Stored data entries
_ _ _ _ _
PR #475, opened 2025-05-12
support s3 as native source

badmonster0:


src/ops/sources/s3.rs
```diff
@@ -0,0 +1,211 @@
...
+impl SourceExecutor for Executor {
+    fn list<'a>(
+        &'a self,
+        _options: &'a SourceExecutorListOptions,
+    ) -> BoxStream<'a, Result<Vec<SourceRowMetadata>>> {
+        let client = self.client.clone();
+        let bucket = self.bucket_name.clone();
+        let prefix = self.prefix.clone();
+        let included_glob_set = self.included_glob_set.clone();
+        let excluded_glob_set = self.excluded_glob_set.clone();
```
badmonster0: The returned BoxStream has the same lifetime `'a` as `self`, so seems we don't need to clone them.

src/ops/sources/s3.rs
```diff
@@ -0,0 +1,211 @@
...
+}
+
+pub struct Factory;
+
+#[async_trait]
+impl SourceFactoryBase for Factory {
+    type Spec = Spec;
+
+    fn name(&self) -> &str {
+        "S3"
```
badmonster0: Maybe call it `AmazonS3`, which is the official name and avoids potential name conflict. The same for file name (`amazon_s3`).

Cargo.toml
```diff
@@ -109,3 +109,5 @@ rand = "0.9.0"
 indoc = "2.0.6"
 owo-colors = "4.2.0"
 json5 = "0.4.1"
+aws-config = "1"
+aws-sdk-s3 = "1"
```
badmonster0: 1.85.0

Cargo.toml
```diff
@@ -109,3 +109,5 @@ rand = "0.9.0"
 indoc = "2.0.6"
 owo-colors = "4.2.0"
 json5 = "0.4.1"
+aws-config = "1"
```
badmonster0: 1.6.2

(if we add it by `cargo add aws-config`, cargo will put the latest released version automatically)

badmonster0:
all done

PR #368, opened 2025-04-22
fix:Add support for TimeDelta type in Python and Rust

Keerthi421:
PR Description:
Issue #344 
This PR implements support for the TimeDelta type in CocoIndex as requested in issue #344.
_ _ _ _ _
- **TASK PROMPT**: Filter the lines above, keeping and copying those that contain "type".

- **ANSWER TO THIS TASK**:
+    type Spec = Spec;
fix:Add support for TimeDelta type in Python and Rust
This PR implements support for the TimeDelta type in CocoIndex as requested in issue #344.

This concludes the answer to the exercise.